10
何も見ていないような顔をしてページを閉じたけれど、やっぱり動揺が出ていたかもしれない。何か言いたげな晴を居間に追いやり、時間を潰すために子供用のタブレットを点けてやった。
「何かあったらおれに電話しな。番号わかるか?」
「うん」
晴はおれのスマートフォンの電話番号をすらすらと暗唱した。何かあったときのために、日頃から覚えさせておいてよかったと思った。
ノートのことは気になったけれど、家でぐずぐずしている暇はない。納戸から懐中電灯を持ち出し、ダウンジャケットを引っかけて外に出た。裏山は幸いスニーカーでも登れるようなところで、たぶんおかしな曰くさえなければ、子供の頃は遊び場にしただろう。もっとも、山の奥はどうなっているかわからない。
家の裏手に回ると、庭の周りをぐるりと囲む垣根の途中に小さな門があり、その向こうに目を凝らしてみると、少し先に獣道らしきものをあっさり見つけることができた。「ある」と思って探さなければ気づかなかっただろうが、一度見つけてしまえばあとは辿るだけだ。草が倒れ土がならされている細長い道は、まるで何かが這って通った痕のようで寒気がした。が、ためらっている場合ではない。
おれは獣道をたどって山に入っていった。木の枝が頭上を覆い、まるで大きな屋根の下に入ったかのように周囲が薄暗くなる。木々の間に誰かが立っているような気がして気味が悪く、なるべく足元だけを見て進むようにした。辺りをきょろきょろしなくても、この道を辿っていけば墓に到着するはずだ。
歩きながら考え事をした。
(文坂サヨ、両足首がない女、小さな子供、こどもごろし――子供殺し)
仮に文坂サヨという人が、子供を殺した報いで両足首を切られて山に追放されたのだとして――そういうことを考えるだけで気が重くなる――そうすると今度は、昭叔父が言っていたことが気にかかってくる。
(哲さんは人を殺すような人じゃなかった)
(でもおサヨさんが気の毒で仕方なかったから)
たとえ重い罰を受けていたとはいえ、幼い子供を殺した人間をそんな風にかばうものだろうか? 彼女には何かどうしようもない事情があったのだろうか? それともあれはやっぱり、ただの夢だったのだろうか。
(駄目だ、わかんねぇや)
いつの間にかおれは、志朗さんにもう一度「縦」をやってもらうにはいくらかかるだろう、と考え始めていた。あの事務所ではなく、この本家か、あるいは山の中にあるという墓に来てもらって――いや、なんだかいくら出しても来てくれなさそうだ。今回だって「手のつけようがわからない」といって一度降りた案件を、無理やり引き受けてもらっただけなのだから。
そういえば志朗さん、ちゃんと病院には行っただろうか? 相当面倒がっていたし、それもわからなくはないけど、でもちゃんと医師に診てもらった方がいいだろうに。
「ほんと説明が面倒なんだよなぁ。去年の冬も大概だったし……」
あの事務所を出る前、志朗さんがそんなことを話していたのを覚えている。
「ああ、そういえば去年でしたね」と黒木さんがうなずいた。「そうそう」と志朗さんが言う。「あのとき左手の指と肘全部折れてたもんね。腹も刺されたし」
予想外に大怪我だったのでおれは驚いた。志朗さんはおれの表情が見えているみたいに「あれから左だけ握力下がっちゃってね」と言って苦笑いした。
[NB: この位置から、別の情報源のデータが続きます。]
PR #1658, opened 2021-09-10
Fix workflow_dispatch in build_sdist

priyanshuone6:
# Description

Fix workflow_dispatch and the `if` condition due to which few steps were getting skipped [here](https://github.com/pybamm-team/PyBaMM/runs/3569181081?check_suite_focus=true)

「ていうか刺されたって何ですか? やばくないすか? 事故とかじゃなくて、生身の人間にやられたってことっすよね?」
「実行犯は人間だけど、あれはちゃんとオバケ案件ですよ」
ちゃんとというのもおかしいけど、と志朗さんが付け加える。
「はぁ……?」
「だから仕事! プライベートで刺されたわけじゃないから! そこ大事だから!」
やたら強調するので(プライベートで刺されるような身に覚えがあるのだろうか)と逆に疑わしくなったのだが、それはさておき、どうしてそんな大怪我をするに至ったのか、第三者に納得してもらうような説明をするのにかなり苦労したようだ。その下地があるから病院に行くのは気が進まないらしい。とはいえ、やっぱりちゃんと検査や治療を受けた方がいいことには変わりないと思う。
黒木さんが連れて行ってくれるだろうから大丈夫かな――などと考えているうちに少しだけ気が楽になった。たった一晩だけど、あの事務所にお世話になっていたときが、もしかするとここ半月ほどで一番安心できていた時間だったかもしれない。
そんなことを考えているうちに、程々奥に進んでいたらしい。やがて額に浮かんできた汗を手の甲で拭きながら前を見ると、道の先になにか人工物が見えた。